This is a multi-gpu PyTorch implementation of the paper Analyzing and Improving the Training Dynamics of Diffusion Models:
@article{karras2023analyzing,
title={Analyzing and Improving the Training Dynamics of Diffusion Models},
author={Karras, Tero and Aittala, Miika and Lehtinen, Jaakko and Hellsten, Janne and Aila, Timo and Laine, Samuli},
journal={arXiv preprint arXiv:2312.02696},
year={2023}
}❗ This repo only contains configs and experiments on small or medium scale datasets such as CIFAR-10/100 and Tiny-ImageNet. Full re-implementation on ImageNet-1k would be extremely expensive.
🔥 This repo contains implementations of Config C, Config E and the final Config G models. You can compare block[C/E/G].py and unet[C/E/G].py against each other to learn about the improvements proposed by the authors. 😄
In addition to PyTorch environments, please install:
conda install pyyaml
pip install ema-pytorch tensorboardUse 4 GPUs to train unconditional Config C/E/G models on the CIFAR-100 dataset:
torchrun --nproc_per_node=4
train.py --config config/cifar100/C.yaml --use_amp
train.py --config config/cifar100/E.yaml --use_amp
train.py --config config/cifar100/G.yaml --use_ampTo generate 50000 images with different checkpoints, for example, run:
torchrun --nproc_per_node=4
sample.py --config config/cifar100/C.yaml --use_amp --epoch 1000
sample.py --config config/cifar100/E.yaml --use_amp --epoch 1600
sample.py --config config/cifar100/G.yaml --use_amp --epoch 1999- Config C shows consistent improvements over the original EDM. The main contribution is from the multi-task weighting.
- Config E could perform better than Config C, but the convergence is significantly slower (see the epoch counts below).
- Config G seems to favor latent-space modeling, and it's inferior to Config E on pixel-space generation.
- Post-hoc EMA (and the power function EMA) tends to favor longer training durations. For small-sized datasets like CIFAR, it won't help much.
We report Config C and Config E results on CIFAR-10, CIFAR-100, and Tiny-ImageNet datasets.
| Config | Model | Network size | Best FID (18 steps) | Best linear probe acc. |
|---|---|---|---|---|
| cifar10/C.yaml | Uncond.

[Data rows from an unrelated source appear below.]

PR #1601, opened 2023-08-31
Add any_of implementation to shaclgen.py 

anjastrunk:
closes #1600

PR #1964, opened 2024-03-12
Support ifabsent in the Shacl generator

vincentkelleher:
This Pull Request implements `ifabsent` attribute support in the Shacl generator as it's needed during the generation of our Gaia-X ontology.

### Remove Logic from SchemaLoader

First of all, I had toremove the generic `ifabsent` parsing and check in the `SchemaLoader` class as the implementation was mostly focused on Python generation whereas default values aren't managed the same way in different languages.

For example, Shacl does not have a specific semantic for default values as stated in [its specification](https://www.w3.org/TR/shacl/#defaultValue) :

> 2.3.2.4 sh:defaultValue
>
> Property shapes may have a single value for sh:defaultValue. The default value does not have fixed semantics in SHACL, > but may be used by user interface tools to pre-populate input widgets. The value type of the sh:defaultValue should align > with the specified sh:datatype or sh:class of the same shape.

From now, the `ifabsent` attribute can be generated specifically for each target language.

### Fix Python/Pydantic Generation Methods

When writing tests using the `kitchen-sink.yaml` file and testing with my own files, I noticed that some issues existed in generated Python code when `ifabsent` had a `date` range for example. This is why I proposed a few fixes to those generation methods.

Furthermore, some refactoring was done for the existing methods as I remove some exceptions in the above chapter.

### Evolve the Shacl Generator

Last but not least, the `ShaclGenerator` class has been updated to support the `ifabsent` attribute which led to some refactoring such as the introduction of the `ShaclDataType` enum for convenience and maintainability.

#### Features

The `ShaclGenerator` can now generate `sh:defaultValue` predicates that manage default LinkML types but also custom enum values.

An example from test files : 

```yaml
classes:
  IfAbsent:
    description: Example class composed of attributes using ifabsent
    attributes:
      ifabsent_string:
        range: string
        ifabsent: string(This works)
      ifabsent_boolean:
        range: boolean
        slot_uri: ks:ifabsent_boolean
        ifabsent: True
      ifabsent_int:
        range: integer
        ifabsent: int(123)
      ifabsent_decimal:
        range: decimal
        ifabsent: decimal(1.23)
      ifabsent_float:
        range: float
        ifabsent: float(1.23456)
      ifabsent_double:
        range: double
        ifabsent: double(1.234567)
      ifabsent_date:
        range: date
        ifabsent: date("2024-02-08")
      ifabsent_datetime:
        range: datetime
        ifabsent: datetime('2024-02-08T09:39:25Z')
      ifabsent_uri:
        range: uri
        ifabsent: uri('https://w3id.org/linkml/tests/kitchen_sink/ifabsent_boolean')
      ifabsent_not_literal:
        range: CordialnessEnum
        ifabsent: CordialnessEnum(heartfelt)
```

I've based myself on the [LinkML Default Value documentation](https://linkml.io/linkml/schemas/slots.html#default-values) so values such as the following are supported :
- `string(value)`
- `string('value')`
- `string("value")`
- `value`
- `'value'`
- `"value"`
- `MyEnum(value)`
- `MyEnum('value')`
- etc.

The generated Shacl `sh:defaultValue` has a `Literal` object with the corresponding XSD datatype when relevant.

#### Tests

I took time to write all the necessary tests with a specific `kitchen_sink_ifabsent.yaml` file and by isolating all the Shacl generation logic in a `IfAbsentProcessor` class for better responsibility division and testing.


vincentkelleher:
As Github doesn't offer the possibility to mention dependencies between PRs, this depends on https://github.com/linkml/linkml/pull/1601 being merged.

cmungall (approved):

vincentkelleher:
Thanks @cmungall for the very quick approval and merge 🙏

PR #1967, opened 2024-03-13
Remove `validator.loaders` - move to `linkml-runtime`

sneakers-the-rat:
Depends on: https://github.com/linkml/linkml-runtime/pull/305

Noticed that these seem to be duplicated and older, and most of the work on the loaders is over on linkml-runtime. Figure this was just an accident of history, since (from what i gather) linkml-runtime only came along later. Trying to help out with pruning old code as i read it.

Pretty straightforward 
- add all functionality from these loaders to the ones on linkml-runtime, 
- preserve import locations by changing `validator.loaders` from a package to a module,
- add deprecation warning. once https://github.com/linkml/linkml/pull/1957 merges then we can update to track it that way for final deprecation.

I didn't move the tests there because it seems like linkml-runtime only gets pytest as a passive dependency through `coverage` and wanted to ask first. These tests will obviously fail on CI until `linkml-runtime#305` merges, but tested locally they pass.


nlharris:
What does this "chore" label mean? This is the only PR (or issue) with that label.

sneakers-the-rat:
idk i was just making it up, basically function neutral changes like code cleanup. we can remove and delete it np

dalito:
@nlharris - "chore" is also used in other repos e.g. for action updates and other "boring" stuff that has to be done once in a while.

nlharris:
I don't object to adding a new label if it's useful! This was the only thing tagged "chore" (which is one of 50 labels -- I try to do cleanup of labels that are unused or rarely used).

sneakers-the-rat:
(go ahead and delete i have no strong feelings at all and it doesn't *exactly* fit - i was applying it here bc i figured it was an uncontroversial change, but it turns out it's not! so probably inaccurate)

amc-corey-cox:
@sneakers-the-rat My read on the above thread is that this is obsolete? Is that correct?

Would it be okay if I close this one? I'm trying to clear out some of our backlog of old PRs that haven't seen much activity.

sneakers-the-rat:
I think the prior discussion was about removing the `chore` label rather than the PR. This module is still present, i believe it is dead code, see discussion at https://github.com/linkml/linkml-runtime/pull/305 

but ya i don't have strong feelings about it - just trying to prune and consolidate some of the dead code to reduce maintenance burden, and I think unifying the loaders/dumpers is relatively important to the usefulness of the library, since currently that behavior is pretty scattered and it's core to being able to use data with linkml models and all that, but to be honest i still love yall & understand review labor is scarce, but i've lost the passion for tidying a bit and have moved on a bit since my prs started stacking up. so i am trying to neither insist on nor block anything but just comment if it's something i've been tagged in or is important to my uses of linkml.

sierra-moxon:
closing for now; keeping branch open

EDM2C | 39.5M | 3.03 @ epoch 1000 | 91.85 @ epoch 500 |
| cifar10/E.yaml | Uncond. EDM2E | 39.5M | 2.72 @ epoch 2000 | 93.46 @ epoch 1000 |
| cifar100/C.yaml | Uncond. EDM2C | 39.5M | 5.06 @ epoch 1000 | 65.40 @ epoch 500 |
| cifar100/E.yaml | Uncond. EDM2E | 39.5M | 4.33 @ epoch 2000 | 69.04 @ epoch 1100 |
| tinyimagenet/C.yaml | Uncond. EDM2C | 62.4M | 15.96 @ epoch 1600* | 50.99 @ epoch 600 |
| tinyimagenet/E.yaml | Uncond. EDM2E | 62.4M | 16.79 @ epoch 1500* | 52.07 @ epoch 1400 |
*Note: Unfinished training (due to high computational cost). The FID has not saturated, and keep training can lead to lower FIDs.